PR #192, opened 2023-07-04
Implement fetching bold kerning

dogunbound:
C doesn't have function overloading, so I had to resort to function name signature changes to resemble overloading. I think this is an ok way to do this

### DIFF
--- a/src/SFML/Graphics/Font.cpp
+++ b/src/SFML/Graphics/Font.cpp
@@ -122,6 +122,13 @@ float sfFont_getKerning(const sfFont* font, sfUint32 first, sfUint32 second, uns
 
 
 ////////////////////////////////////////////////////////////
+float sfFont_getBoldKerning(const sfFont* font, sfUint32 first, sfUint32 second, unsigned int characterSize)
+{
+    CSFML_CALL_RETURN(font, getKerning(first, second, characterSize, true), 0);
+}
+
+
+////////////////////////////////////////////////////////////
 float sfFont_getLineSpacing(const sfFont* font, unsigned int characterSize)
 {
     CSFML_CALL_RETURN(font, getLineSpacing(characterSize), 0);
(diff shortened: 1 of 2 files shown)


src/SFML/Graphics/Font.cpp
```diff
@@ -121,6 +121,13 @@ float sfFont_getKerning(const sfFont* font, sfUint32 first, sfUint32 second, uns
 }
 
 
+////////////////////////////////////////////////////////////
+float sfFont_getBoldKerning(const sfFont* font, sfUint32 first, sfUint32 second, unsigned int characterSize)
+{
+    CSFML_CALL_RETURN(font, getKerning(first, second, characterSize, sfFalse == sfTrue), 0);
```
eXpl0it3r, line 127: The comparison with `sfTrue` makes sense if you have a `bool` value, here it just seems confusing, plus it's actually wrong, because we need to pass in `true` and `sfFalse == sfTrue` always evaluates to `false.

```suggestion
    CSFML_CALL_RETURN(font, getKerning(first, second, characterSize, true), 0);
```

eXpl0it3r (changes requested):

src/SFML/Graphics/Font.cpp
dogunbound: c doesn't have true and false boolean values. I did it with 1. 

I just realized that today. I mixed that up in my head when I was writing it.

build.sh
ChrisThrasher, line 1: Could you please remove this file?

ChrisThrasher (changes requested):

ChrisThrasher (approved):

dogunbound:
Finally got it right. lol. I'll have to be a bit more thorough before I put up a PR.

src/SFML/Graphics/Font.cpp
```diff
@@ -121,6 +121,13 @@ float sfFont_getKerning(const sfFont* font, sfUint32 first, sfUint32 second, uns
 }
 
 
+////////////////////////////////////////////////////////////
+float sfFont_getBoldKerning(const sfFont* font, sfUint32 first, sfUint32 second, unsigned int characterSize)
+{
+    CSFML_CALL_RETURN(font, getKerning(first, second, characterSize, 1), 0);
```
eXpl0it3r, line 127: We are writing C++ code here, so you can easily use `true` instead of `1`

eXpl0it3r (approved):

______

• _Task requirements_:
Wherever the string "this" is found in the listing above, copy the line that contains it.

• _The completed task_:
C doesn't have function overloading, so I had to resort to function name signature changes to resemble overloading. I think this is an ok way to do this
ChrisThrasher, line 1: Could you please remove this file?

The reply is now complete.